What you should do =
Below are the entries to work from; restate word for word the portion that opens with the line containing "### IBM z/OS Ansible core Version" and closes with the line containing "I found the", keeping both.

Records shown =
Issue #1839, opened 2024-12-16
[Bug] [zos_job_query] Appears to use a wildcard when a job_id is used.


ddimatos:
### Is there an existing issue for this?

- [X] There are no existing issues.

### Bug description
Part of Epic: [Enabler] [Epic] [zos_job_query] Performance evaluation and issue related tasks. #1841

This is a slight variation of the issue reported in #1764 , after reading the log it appears that `*` or just no value is sent to ZOAU causing all jobs to be quarried. At the time of writing this issue it appears this way from the log, I have not reviewed code, or forced an stdout to verify. 

In #1764, the task is below.
```
- name: "STC running check"
  delegate_to: zceeZosLpar
  ibm.ibm_zos_core.zos_job_query:
    job_id: "JOB04719"
  register: bcResult
```
The log confirmed the task arguments as:
```
{"module_args": {"job_name": "EDMCARD1", "owner": null, "job_id": null}
```

Yet ZOAU claimed it ran on the modules behalf:
```
jls -j -o owner,name,id,status,ccode,jobclass,serviceclass,priority,asid,creationdate,creationtime,queueposition,jobtype,programname --
```

If ZOAU is correct (else they have a bug) then our module is overly compensating and not only impacting performance, it could trigger SAF violations trying to access jobs that were not intended or instructed to do so. 

This issue will be part of a larger epic. 

### IBM z/OS Ansible core Version

v1.11.0

### IBM Z Open Automation Utilities

v1.3.1

### IBM Enterprise Python

v3.11.x

### ansible-version

v2.14.x

### z/OS version

v2.5

richp405:
There was an old existing behavior that we need to change, once I determine what versions of zoau can handle it... have code that specifically pulls jobs, then discards the ones not needed.  I believe this was an outgrowth of adding wildcards to the system.

I will add tracing to _get_job_status and lower, to make sure we can safely remove it ... checking jls shows that there is now support for wildcards.

richp405:
I found the gap... in job.py @300, the call to fetch-muiltiple was missing parameters, so the zoau code had no choice but to assume the search was for all jobnames & owners.

I corrected the code, and it runs, but I'm trying to enable logging to PROVE it is passing correctly now.

richp405:
There were 2 gaps (same issue)... this appears to tighten the query up a bit.  Will create PR tomorrow.

richp405:
[...]

PR #1916, opened 2025-02-10
[Bug] 1839: zos job query was using a wildcard

richp405:
##### SUMMARY
Customer reported issues where a job query would query *, which was against their policy.

Reading through line 300+ in module_utils/job.py showed that two of the parameters were ignored during the request, leading to inefficiency.  If you asked for a job_id, that is all that would return, but if you asked for job_owner or job_name, we asked for *, then filtered out what wasn't needed.  On a large system, this was a time killer.

##### ISSUE TYPE
- Bugfix Pull Request

##### COMPONENT NAME
zos_job_query was the outer-facing module, called by zos_job_submit et al.
The internal was module_utils/job.py

### DIFF
--- a/plugins/module_utils/job.py
+++ b/plugins/module_utils/job.py
@@ -320,23 +320,17 @@ def _get_job_status(job_id="*", owner="*", job_name="*", dd_name=None, dd_scan=T
 
     final_entries = []
 
-    with open("/tmp/log.txt", "a") as fh:
-        basic = "\r\nTRACEIN 332: id {}, owner {}, job name{} temp {}\r\n"
-        fmt = basic.format(job_id, owner, job_name, job_id_temp )
-        fh.write( fmt )
-
-
-
     # In 1.3.0, include_extended has to be set to true so we get the program name for a job.
-    entries = jobs.fetch_multiple(job_id=job_id_temp, include_extended=True)
+    # entries = jobs.fetch_multiple(job_id=job_id_temp, include_extended=True)
+
+    # expanding > 1.3.0 of zoau, to include all params
+    entries = jobs.fetch_multiple(job_id=job_id_temp, job_owner=owner, job_name=job_name, include_extended=True)
 
     while ((entries is None or len(entries) == 0) and duration <= timeout):
         current_time = timer()
         duration = round(current_time - start_time)
         sleep(1)
         entries = jobs.fetch_multiple(job_id=job_id_temp, include_extended=True)
-
-    # print( "\r\nTRACEIN 332: id {job_id}, owner {owner}, job name{job_name} temp {job_id_temp}\y\n")
 
     if entries:
         for entry in entries:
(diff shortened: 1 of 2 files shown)


richp405:
Related to #1839

richp405:
image
image

plugins/module_utils/job.py
fernandofloresg, line 1: Please update the copyright year here too.

plugins/modules/zos_job_query.py
```diff
@@ -38,6 +38,8 @@
        - A job name can be up to 8 characters long.
        - The I(job_name) can contain include multiple wildcards.
        - The asterisk (`*`) wildcard will match zero or more specified characters.
+       - Note that using this value will query the system for '*' and then return just matching values
```
fernandofloresg, line 41: Added some points for consistency.
```suggestion
       - Note that using this value will query the system for '*' and then return just matching values.
```

plugins/modules/zos_job_query.py
```diff
@@ -38,6 +38,8 @@
...
+       - This may lead to security issues if there are read-access limitations on some users or jobs
```
fernandofloresg, line 42:
```suggestion
       - This may lead to security issues if there are read-access limitations on some users or jobs.
```

fernandofloresg: Plus question, what are the security issues? I imagine if a user don't have access to a job it would just not appear in the list returned by ZOAU. This is not a blocker or change request just a question.

fernandofloresg (changes requested):
Looks like we were missing this param for a long time, glad you added it. Can you also add a changelog entry? Also, be sure to test other zos_job* modules.

plugins/module_utils/job.py
richp405: Totally forgot this one.

plugins/modules/zos_job_query.py
richp405: Thanks for seeing that.

plugins/modules/zos_job_query.py
richp405: That was part of the original complaint: user got security warnings because the query was looking at jobs that were restricted from the ansible account.  It turned out when job.py was asking zoau for job_name="something", it was reduced to job_name='*'.  It's rare, but some job classes are not supposed to be viewed by all users (some kind of SAF setting).

changelogs/fragments/1916-job-status-query-on-job-name.yml
```diff
@@ -0,0 +1,6 @@
+bugfixes:
+  - module_utils/job.py - When searching for a job name, module performed a '*' (find all), then filtered the results.
```
fernandofloresg, line 2: Since this will be customer-facing is better that we don't refer to the internal utilities but rather, have an entry for each module like
```suggestion
  - zos_job_output - When searching for a job name, module performed a '*' (find all), then filtered the results.
```

and same for zos_job_query and zos_job_submit. Is just a change to avoid doing this rephrasing during release phase.

fernandofloresg (changes requested):

fernandofloresg (approved):
Thanks for updating the code. I really liked the description you gave in the changelog.

rexemin (approved):

PR #1933, opened 2025-02-18
When zos_blockinfile tries to introduce a block with double quotes generates a false negative 

### LINKED ISSUE #1258: [Bug]When zos_blockinfile tries to introduce a block with double quotes generates a false negative

Rohitcodes28:
##### SUMMARY

Fixes #1258.

The double quotes were not being handled properly so few new functions were introduced to the blockinfile code as a measure to handle only double quotes, Now that is fixed by the zoau team so this PR is to revert the changes made to handle double quotes. 

##### ISSUE TYPE

- Bugfix Pull Request

##### COMPONENT NAME

zos_blockinfile.py

##### ADDITIONAL INFORMATION

A known issue is that the code for blockinfile is working as expected but the json output is giving a stderr 
[ZOAUResponse]
	rc: 0
	response_format: UTF-8
	stdout_response: {"data":{"changed":true,"found":0,"commands":["/eof/a\\newest \\\" quotes \\\" /$","$ a\\newest \\\" quotes \\\" "]},"program":"dmod"}

	stderr_response: BGYSC5309E Failed to insert new entry.
BGYSC5309E Failed to insert new entry.

	command: dmod -b -j  -s -e "/eof/a\newest \" quotes \" /$" -e "$ a\newest \" quotes \" " "omvsadm.test.seq" 

A separate ticket to handle the same is created by the zoau team NAZARE-10844

```paste below

```


Rohitcodes28:
Pipeline Executed successfully
Screenshot 2025-02-18 at 3 40 08 PM

richp405 (approved):
looks okay from here.

changelogs/fragments/1933-zos_blockinfile-false_negative_double_quotes.yml
```diff
@@ -0,0 +1,4 @@
+bugfixes:
```
rexemin, line 1: I would change this fragment to a ``trivial`` one, since this change is not really affecting the current user experience (you're changing things behind the scenes, so to speak).

changelogs/fragments/1933-zos_blockinfile-false_negative_double_quotes.yml
```diff
@@ -0,0 +1,4 @@
...
+   - zos_blockinfile - Previously, double quotes were being handled separately as it was not supported by zoau.
```
rexemin, line 2: Text looks good, I would just write zoau in all caps, as ZOAU, since it's a product's name and an initialism.

rexemin (changes requested):
Changes look good, just had a couple of comments for the changelog fragment.

changelogs/fragments/1933-zos_blockinfile-false_negative_double_quotes.yml
fernandofloresg: I agree with Ivan's suggestion, since behavior is not going to change for the user we should set it as trivial. That doesn't make it less impactful though, you've done changes that will improve the codebase maintainability.

fernandofloresg (approved):

fernandofloresg (approved):
Looking good.

AndreMarcel99 (approved):

rexemin (approved):

Issue #1692, opened 2024-09-17
[Enhancement] [zos_script] Support automatic removal of line breaks [CR LF, LF, and CR]


ddimatos:
### Is there an existing issue for this?

- [X] There are no existing issues.

### Enhancement or feature description

The `zos_scripit` module does not automatically or even optionally handle removing line breaks:
CR LF  = `\r\n`
CR       = `\r`
LF        = `\n`

While another module `zos_copy` does by design handle line breaks, it does so normalizing the source on a preferred encoding, than scans for line breaks and removes them , returning the encoding back should it be not the optimized encoding used by the module. 

Why `zos_copy` is significant here is becasue `zos_script`'s plugin uses `zos_copy` to transfer content from the control node to the managed z/OS node and because `zos_copy` automatically handles line breaks, this should be inherent, yet `zos_copy` does have an issue open where line breaks don't get removed. 

The result of this enhancement should be that the module handle line breaks when source originates on the control node or USS. We may want to consider discussing if this should be automatic or not, how it affects python scripts and shell scripts. 

This issue should also include documentation explaining the experience one can expect when handling line breaks. 

### Ansible module

zos_script

fernandofloresg:
Fixed by #1954

PR #1954, opened 2025-02-25
[zos_script][zos_copy] Support automatic removal of carriage return characters (CR) when copying files 

surendrababuravella:
##### SUMMARY
automatic removal of line breaks(CR) while copying files using zos copy #1692

##### ISSUE TYPE

- Feature Pull Request

##### COMPONENT NAME
zos_copy, zos_script

##### ADDITIONAL INFORMATION
-> Implemented logic to remove CR while copying a file to remote directory.
-> Fixed issue related to the carriage return characters were being removed from only first 1KB of a file.
-> Added new test case in zos_script test cases for this use case.

### DIFF
--- a/changelogs/fragments/1954-zos_copy-cr-removal-while-copying-file-to-remote.yml
+++ b/changelogs/fragments/1954-zos_copy-cr-removal-while-copying-file-to-remote.yml
@@ -1,0 +1,3 @@
+minor_changes:
+  - zos_copy - Carriage return will be removed automatically while copying files to remote server.
+    (https://github.com/ansible-collections/ibm_zos_core/pull/1954).
--- a/changelogs/fragments/1954-zos_copy-cr-removal-while-copying-file-to-remote.yml
+++ b/changelogs/fragments/1954-zos_copy-cr-removal-while-copying-file-to-remote.yml
@@ -1,3 +1,7 @@
 minor_changes:
-  - zos_copy - Carriage return will be removed automatically while copying files to remote server.
-    (https://github.com/ansible-collections/ibm_zos_core/pull/1954).
+   - zos_script - Support automatic removal of carriage return line breaks [CR, CRLF] when copying local files to USS.
+     (https://github.com/ansible-collections/ibm_zos_core/pull/1954).
+bugfixes:
+   - zos_copy - the carriage return characters were being removed from only first 1024 bytes of a file. Now fixed that issue to support 
+     removal of the carriage return characters from the complete file content if the file size is more than 1024 bytes.
+      (https://github.com/ansible-collections/ibm_zos_core/pull/1954).
--- a/plugins/modules/zos_copy.py
+++ b/plugins/modules/zos_copy.py
@@ -1485,45 +1485,6 @@ class CopyHandler(object):
                 stderr=to_native(err)
             )
 
-    def remove_cr_endings(self, src):
-        """Creates a temporary file with the same content as src but without
-        carriage returns.
-
-        Parameters
-        ----------
-        src : str
-            Path to a USS source file.
-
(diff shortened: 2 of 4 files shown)


plugins/modules/zos_copy.py
```diff
@@ -1482,6 +1484,44 @@ def create_temp_with_lf_endings(self, src):
...
+        CopyOperationError
+            If the conversion fails.
+        """
+        try:
+            fd, converted_src = tempfile.mkstemp(dir=os.environ['TMPDIR'])
+            os.close(fd)
+
+            with open(converted_src, "wb") as converted_file:
+                with open(src, "rb") as src_file:
+                    chunk = src_file.read(1024)
```
fernandofloresg, line 1512: This is currently using 1024 bytes chunk (1KB), we've decided to read in chunks to avoid issues with large files but I think we can use something closer to MB instead. Maybe around 10-100MB would be a good start.

changelogs/fragments/1954-zos_copy-cr-removal-while-copying-file-to-remote.yml
```diff
@@ -0,0 +1,3 @@
+minor_changes:
+  - zos_copy - Carriage return will be removed automatically while copying files to remote server.
```
fernandofloresg, line 2: Suggested a description more alike the issue description.

```suggestion
  - zos_script -Support automatic removal of carriage return line breaks [CR, CRLF] when copying local files to USS.
```

fernandofloresg: And I suggest you add another entry in this changelog for bugfixes where you state a bugfix for `zos_copy` that it was only removing the carriage return characters in the first 1024 bytes or first KB.

tests/functional/modules/test_zos_script_func.py
```diff
@@ -560,3 +574,32 @@ def test_rexx_script_with_args_remote_src(ansible_zos_module):
             os.remove(script_path)
         if os.path.exists(local_script):
             os.remove(local_script)
```
fernandofloresg, line 576: Can you add a newline here?

fernandofloresg (changes requested):
Requested a  couple of minor changes

plugins/modules/zos_copy.py
surendrababuravella: Changed size from 1KB to 32 MB

changelogs/fragments/1954-zos_copy-cr-removal-while-copying-file-to-remote.yml
surendrababuravella: Updated changeling as suggested

surendrababuravella:
Jenkins job details:
Screenshot 2025-02-27 at 5 09 33 PM

richp405 (approved):
looks okay from here.

fernandofloresg (approved):
Looks good to me. This new function inclusion may seen redundant but in tests surendra had issues with the original function due to encoding.

fernandofloresg:
Surendra is reviewing if he can avoid adding duplicate code.

fernandofloresg:
This first section tests everything that is dependent on zos_copy but zos_mount.

Screenshot 2025-03-02 at 9 54 21 PM

Screenshot 2025-03-02 at 9 54 36 PM

Screenshot 2025-03-02 at 9 56 31 PM


This other Jenkins run tests zos_mount only.

Screenshot 2025-03-02 at 9 59 50 PM

Screenshot 2025-03-02 at 9 57 34 PM
Screenshot 2025-03-02 at 9 59 29 PM

PR #1956, opened 2025-02-27
[zos_operator] Update zos_operator test cases with new way to get zoau version

Rohitcodes28:
##### SUMMARY

Test_zos_operator_func.py and test_zos_apf_func.py need the zoau version for a few test cases. 
As the test cases run locally and it does not have access to the zoautil_py module we can not use the zoau_version_checker.py included in the plugins/modue_utils to execute the test cases as well. 
A new helper is defined in the tests names version.py. Similar to the zoau_version_checker.py but it uses the command zoaversion to fetch the version info rather than the zoautil_py module. 
It help in local and pipeline testing. 

##### ISSUE TYPE

- Enabler Pull Request

##### COMPONENT NAME

- test_zos_apf_func.py
- test_zos_operator_func.py
- tests/helpers/version.py

##### ADDITIONAL INFORMATION

```paste below

```

### DIFF
--- a/changelogs/fragments/1956-zoau-version-support-for-test-cases.yml
+++ b/changelogs/fragments/1956-zoau-version-support-for-test-cases.yml
@@ -1,7 +1,7 @@
 trivial:
 
   - tests/functional/modules/test_zos_operator_func.py- test function test_zos_operator_positive_verbose_blocking
-    is enbled and working as expected now. 
+    is enabled and condition to version check is operational now. 
     (https://github.com/ansible-collections/ibm_zos_core/pull/1956).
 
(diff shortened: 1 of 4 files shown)


Rohitcodes28:
Pipeline tested and executed successfully

richp405 (approved):
I don't see any breaking code... I'm just a little confused about the premise... is the point of using the zoauversion call to FORCE the system to reach to a target site?

fernandofloresg (approved):
Looks good to me. We answered Rich question and yes, that is because we don't have ZOAU installed locally and we don't want to do it, because we only care about the version in the managed node.

AndreMarcel99 (approved):

PR #1969, opened 2025-03-10
[Documentation][copy]Update_documentation_about_alias_and_executable_on_copy

### LINKED ISSUE #1957: [Documentation] zos-copy - aliases needed for exectable module copy

Following discussion with Oscar Fernando Flores

" used zos_copy with executable: true 

Something I noticed and have to go back to the team is that in my tests, aliases were not copied unless aliases was specified, we would need to review and update the documentation accordingly."

PLease update documentation

v1.12.0

### Ansible module

zos_copy

AndreMarcel99:
##### SUMMARY
Update documentation on zos_copy option C(executable) do not copy aliases.

Fixes #1957 
##### ISSUE TYPE

- Documentation Pull Request

Captura de pantalla 2025-03-10 a la(s) 11 13 10 a m
Captura de pantalla 2025-03-10 a la(s) 11 13 20 a m


plugins/modules/zos_copy.py
```diff
@@ -229,14 +229,12 @@
   executable:
     description:
       - If set to C(true), indicates that the file or library to be copied is an executable.
-      - If the C(src) executable has an alias, the alias information is also copied. If the
```
fernandofloresg, line 232: We shouldn't remove the Unix info in this statement. Only the first sentence, and the rest makes no sense to keep it here but rather to add below line 246.

plugins/modules/zos_copy.py
```diff
@@ -229,14 +229,12 @@
...
-        C(dest) is Unix, the alias is not visible in Unix, even though the information is there and
-        will be visible if copied to a library.
       - If I(executable=true), and C(dest) is a data set, it must be a PDS or PDSE (library).
       - If C(dest) is a nonexistent data set, the library attributes assigned will be
         Undefined (U) record format with a record length of 0, block size of 32760 and the
         remaining attributes will be computed.
       - If C(dest) is a file, execute permission for the user will be added to the file (``u+x``).
+      - If the C(src) executable has an alias, the alias do not be copy unless C(aliases=true).
```
fernandofloresg, line 237:
```suggestion
      - If the C(src) executable has an alias, the alias will not be copied unless C(aliases=true).
```

fernandofloresg (changes requested):
Requested a couple of changes, there is no need to run the test cases in its entirety, you can just run one test case to make sure the file is not malformed.

richp405 (approved):

plugins/modules/zos_copy.py
AndreMarcel99: Done, but I think is better to work pass that information to the alias section

fernandofloresg: yeah that's what I meant by adding it to line 243

fernandofloresg (approved):
lgtm!

PR #1986, opened 2025-03-18
[Enabler] [zos_copy] Add retries when performing dest lock tests

### LINKED ISSUE #1972: [Enabler] Add retry for test copy_dest_lock in zos_copy

### Enabler description

When running zos_copy test suite the test `copy_dest_lock` might fail with the error reported in #1665. A mitigation technique we could use is to add a wrap the whole test case and make it so it can retry up to 3-5 times when we detect that error.
So, if error message is Unable to copy source and dest are identical we retry the whole copy_dest_lock test scenario up to 3 times. That way if we introduce a legit failure it will fail those 3 times. 

### Ansible module

zos_copy

rexemin:
##### SUMMARY
Fixes #1972.

##### ISSUE TYPE

- Enable Pull Request

##### COMPONENT NAME
tests/functional/modules/test_zos_copy_func.py

##### ADDITIONAL INFORMATION
When getting the error message described in #1972, the test suite will attempt up to another 4 times (for a total of 5 attempts) each dest lock test.


fernandofloresg (approved):
LGTM!

AndreMarcel99 (approved):

Issue #1959, opened 2025-02-28
[Enabler] Validate async support in modules throughout the collection


fernandofloresg:
### Is there an existing issue for this?

- [x] There are no existing issues.

### Enabler description

We had originally planned to add async support for many modules in the collection, turns out that modules that does not have an action plugin can use the `async` keyword and work asynchronously without any changes.

So, instead of us going through each module task and validate I created this task so one person can validate if all modules without action plugin work with `async` keyword.

Next, is the table of all modules and if they support or not the async mode 
| Module | Async supported out of the box | 
| --- | --- | 
| zos_apf – Add or remove libraries to Authorized Program Facility (APF) | No  |
| zos_archive – Archive files and data sets on z/OS. | No  |
| zos_backup_restore – Backup and restore data sets and volumes | No |
| zos_blockinfile – Manage block of multi-line textual data on z/OS | No |
| zos_copy – Copy data to z/OS | WIP | 
| zos_data_set – Manage data sets | No
| zos_encode – Perform encoding operations. | No |
| zos_fetch – Fetch data from z/OS | No |
| zos_find – Find matching data sets | No  |
| zos_gather_facts – Gather z/OS system facts.| No  |
| zos_job_output – Display job output | No  |
| zos_job_query – Query job status | No |
| zos_job_submit – Submit JCL | Yes  |
| zos_lineinfile – Manage textual data on z/OS | No  |
| zos_mount – Mount a z/OS file system. | No |
| zos_mvs_raw – Run a z/OS program. | No  |
| zos_operator – Execute operator command | No |
| zos_operator_action_query – Display messages requiring action | No |
| zos_ping – Ping z/OS and check dependencies. | No | 
| zos_script – Run scripts in z/OS | Yes |
| zos_tso_command – Execute TSO commands | No |
| zos_unarchive – Unarchive files and data sets in z/OS. | No |
| zos_volume_init – Initialize volumes or minidisks. | No |
| zos_zfs_resize | No |

zos_ping will probably not work with `async` because is not a python file, so if after validation it is still not working don't need to implement the support.

New playbooks will be written to validate this task, so the person validating this should upload those playbooks into the `dev-docs` repository.

- [ ] Uploaded docs into dev-docs repository.

Rohitcodes28:
The available modules have been tested for the async.  The ones added No (need ticket ) are the ones that are not supporting async and does not have a action plugin so needs to have. a ticket to resolve and add async support if required.

[...]

PR #1987, opened 2025-03-19
adding the async and action documentation to all modules.

Rohitcodes28:
##### SUMMARY

Adding the documentation regarding async and action support in all modules.

```
attributes:
  action:
    support: full
    description: Indicates this has a corresponding action plugin so some parts of the options can be executed on the controller.
  async:
    support: full
    description: Supports being used with the ``async`` keyword.
```

Modules having the action plugin support are marked support : full for action, rest all marked as none whereas its validated in [Async Validation](https://github.com/ansible-collections/ibm_zos_core/issues/1959)  that all modules not even having action plugins supports the async functionality. 

##### ISSUE TYPE

- Docs Pull Request

##### ADDITIONAL INFORMATION

```paste below

```


changelogs/fragments/1987-async_documentation.yml
```diff
@@ -0,0 +1,3 @@
+trivial:
```
AndreMarcel99, line 1: For consistency, would be better to add for every module even is the same text in everyone
```
zos_apf - Add documentation for async and action support (<link for PR>)
zos_archive - ....
```

fernandofloresg (changes requested):
LGTM!

richp405 (approved):
Nice!

PR #2043, opened 2025-04-09
reducing the volume size so it can execute on any volume

Rohitcodes28:
##### SUMMARY

As the volume size is more than required in the test case,  this PR is to reduce the size of the cylinder.  Initially the volume size is 200 cylinders and we need minimum of 2 cylinders to test the test_basic_mount. We are keeping it to 10 so that the volumes can easily allocated  to the test case.

##### ISSUE TYPE

- Enabler Pull Request

##### ADDITIONAL INFORMATION

```paste below

```

### DIFF
--- a/tests/functional/modules/test_zos_mount_func.py
+++ b/tests/functional/modules/test_zos_mount_func.py
@@ -1,6 +1,6 @@
 # -*- coding: utf-8 -*-
 
-# Copyright (c) IBM Corporation 2020, 2024
+# Copyright (c) IBM Corporation 2020, 2025
 # Apache License, Version 2.0 (see https://opensource.org/licenses/Apache-2.0)
 
 from __future__ import absolute_import, division, print_function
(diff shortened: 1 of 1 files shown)


changelogs/fragments/2043-zos_mount-volume-size-resize.yml
```diff
@@ -0,0 +1,3 @@
+trivial:
+  - test_zos_mount_func.py - Modifying the volume cylinder size, so test case does not fail due to volume unavailability.
```
fernandofloresg, line 2:
```suggestion
  - test_zos_mount_func.py - Modifying the volume cylinder size, so test case does not fail due to volume space constraints.
```

fernandofloresg (approved):
Suggested a minor change but approved.

changelogs/fragments/2043-zos_mount-volume-size-resize.yml
Rohitcodes28: Done !!.

Rohitcodes28:
Pipeline tested successfully for  10 cylinders [pipeline link ](https://billies1.fyre.ibm.com/job/ansible-zos-core-dev-1/613/parameters/)

richp405 (approved):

Exercise solution =
### IBM z/OS Ansible core Version

v1.11.0

### IBM Z Open Automation Utilities

v1.3.1

### IBM Enterprise Python

v3.11.x

### ansible-version

v2.14.x

### z/OS version

v2.5

richp405:
There was an old existing behavior that we need to change, once I determine what versions of zoau can handle it... have code that specifically pulls jobs, then discards the ones not needed.  I believe this was an outgrowth of adding wildcards to the system.

I will add tracing to _get_job_status and lower, to make sure we can safely remove it ... checking jls shows that there is now support for wildcards.

richp405:
I found the gap... in job.py @300, the call to fetch-muiltiple was missing parameters, so the zoau code had no choice but to assume the search was for all jobnames & owners.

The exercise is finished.